Question 54: You are having data in S3 buckets and there are 100 member analytics team in your organization. You are using Athena service so that user can query data stored in S3 bucket. You already have Microsoft

Active Directory in your organization for user authentication and authorization. What you will be doing, so that users from your organization can execute the query?

1. You will be creating new IAM user for each of the analytics team member

2. You will be creating new IAM Role for each of the analytics team member

3. You will be creating new IAM Groups for each of the analytics team member

4. You will be creating federated service to use the simple token service.

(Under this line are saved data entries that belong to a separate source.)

PR #2, opened 2016-12-09
Update widget embedder semver range

SylvainCorlay:


SylvainCorlay:
This enables duplicating the embedder script tag without duplicating the rendered widgets.

Issue #6, opened 2017-01-09
work with 3rd party package yet (e.g: nglview)?


hainm:
thanks for this cool project.

I've tried with [nglview](https://github.com/arose/nglview) but got 
```bash
Code Execution failed:AttributeError: 'NoneType' object has no attribute 'session'
  e.__class__.__name__, str(e)))
```

Works fine with `ipywidgets.Text`
![capture](https://cloud.githubusercontent.com/assets/4451957/21782039/f0bfccee-d67f-11e6-8f85-65c26ed094af.png)

hainm:
this is the expected output if using `nglview`

![nglview](https://cloud.githubusercontent.com/assets/4451957/21782070/0f0cea74-d680-11e6-9bcd-2e755e0c3045.png)

hainm:
cc @arose

SylvainCorlay:
@hainm this requires ipywidgets 6.0 (recent beta or release candidate). It should work with custom widgets.

Closing this issue.

PR #9, opened 2017-01-18
Include default values

maartenbreddels:
This might also fix issue #6  I guess the default also need to be in the js side, but I guess nobody does this.

### DIFF
--- a/jupyter_sphinx/embed_widgets.py
+++ b/jupyter_sphinx/embed_widgets.py
@@ -209,7 +209,7 @@ def generic_visit_widget(self, node):
 
 def add_widget_state(app, pagename, templatename, context, doctree):
     if 'body' in context and Widget.widgets:
-        state_spec = json.dumps(Widget.get_manager_state(drop_defaults=True))
+        state_spec = json.dumps(Widget.get_manager_state(drop_defaults=False))
         Widget.widgets = {}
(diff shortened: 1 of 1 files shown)


SylvainCorlay:
Hum, that should not be necessary. The trick for your widget to work without using the default value is to provide them on the js side from the `default()` option. Numerous examples in ipywidgets, bqplot etc...

maartenbreddels:
But it is not consistent with the 'Embed widget' functionality in the notebook, that includes the whole state. 
What is actually the idea behind having the defaults at both the js and py side?

SylvainCorlay:
> But it is not consistent with the 'Embed widget' functionality in the notebook, that includes the whole state.

Actually it is consistent, except that if you don't specify default values on the js side, everything is considered different from the default value...

maartenbreddels:
Well, from a user point of view it is not consistent. I a piece of code, run it in the notebook, embed it in a html page and it works (full state is in the json). I take the same code, put it in the documentation and it doesn't work.
But I'll stop whining and add the defaults to the js side as well 😉

SylvainCorlay:
Adding the default values will help you for the backward compatibility issues too. You will be able to add new model attributes on the js side while remaining compatible with the same version of the backend.

PR #12, opened 2017-03-17
MAINT: correct readme formatting

stsievert:
Readme was mostly code, including content that was not code.


SylvainCorlay:
Good catch thanks.

PR #19, opened 2018-07-12
Overwrite IPython display earlier in the sphinx build

martinRenou:
Overwrite `IPython.display.display` earlier in the sphinx build in order to avoid other packages to import it before any `.. ipywidgets-setup:: ...`. See [this](https://github.com/bloomberg/bqplot/pull/673) discussion

### DIFF
--- a/jupyter_sphinx/embed_widgets.py
+++ b/jupyter_sphinx/embed_widgets.py
@@ -45,6 +45,7 @@ The directives have the following options::
 import os
 import json
 import warnings
+import sys
 
 from docutils import nodes
 from docutils.parsers.rst import Directive
@@ -59,6 +60,7 @@ from sphinx.util.nodes import set_source_info
 import ast
 import logging
 
+_ipython_display_module = sys.modules["IPython.display"]
 logger = logging.getLogger(__name__)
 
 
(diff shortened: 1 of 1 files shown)


SylvainCorlay:
I think that we can do something cleaner to prevent the use of the global `jupyter_sphinx_body` toggle.

- Essentially, at the top level:

```python
def nodisplay(*objs, **kwargs):
    pass

def jsphinx_display(*objs, **kwargs):
   for obj in objs:
       if isinstance(obj, Widget):
           view_spec = json.dumps(obj.get_view_spec())
           jupyter_sphinx_body.append('<script type="application/vnd.jupyter.widget-view+json">' + view_spec + '</script>')

_default_display = [nodisplay]

def _monkey_display(*args, **kwargs):
    return _default_display[0](*args, **kwargs)

sys.modules['IPython.display'] = _monkey_display

def set_custom_display(disp):
    _default_display[0] =  disp
```

so that we always go through `_monkey_display`

- In the code for widget setup:

    ```python
    set_custom_display(nodisplay)
    ```

- In the code for widget display:

    ```python
    set_custom_display(jsphinx_display)
    ```

martinRenou:
Ok, I see your point, I agree that it's cleaner like that

martinRenou:
Changes made and squashed :)

SylvainCorlay:
For reference: https://github.com/sphinx-gallery/sphinx-gallery/issues/396#issuecomment-403563125

SylvainCorlay:
Great thanks!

5. You will be using OIDC (Open ID Connect Service).

Correct Answer : 4 Exp : Many organizations have standardized on centralized user management, most commonly Microsoft Active Directory or LDAP. Access to AWS resources is no exception. Amazon Athena is a serverless

query engine for data on Amazon S3 that is popular for quick and cost-effective queries of data in a data lake. To allow users or applications to access Athena, organizations are required to use an AWS access key and

an access secret key from which appropriate policies are enforced. To maintain a consistent authorization model across, organizations must enable authentication and authorization for Athena by using federated users.

Temporary security credentials ensures that access keys to protected AWS resources are properly rotated. Therefore, potential security leaks can be caught and remedied. AWS STS generates these per-use temporary access

keys.

Temporary security credentials work similar to the long-term access key credentials that your IAM users can use. However, temporary security credentials have the following differences:

They are intended for short-term use only. You can configure these credentials to last from a few minutes to several hours, with a maximum of 12 hours. After they expire, AWS no longer recognizes them, or allows any

kind of access from API requests made with them.

They are not stored with the user. They are generated dynamically and provided to the user when requested. When or before they expire, the user can request new credentials, if they still have permissions to do so.

As option-5 mention OIDC: Open ID connect, which is not correct. Because this is used when you want to use Open IDs like Google, Facebook account for authentication. But that is not the requirement here.

Option-1, 2, and 3: Creating IAM User, Groups and Roles are not a viable option in this case, as we can integrate existing directory service.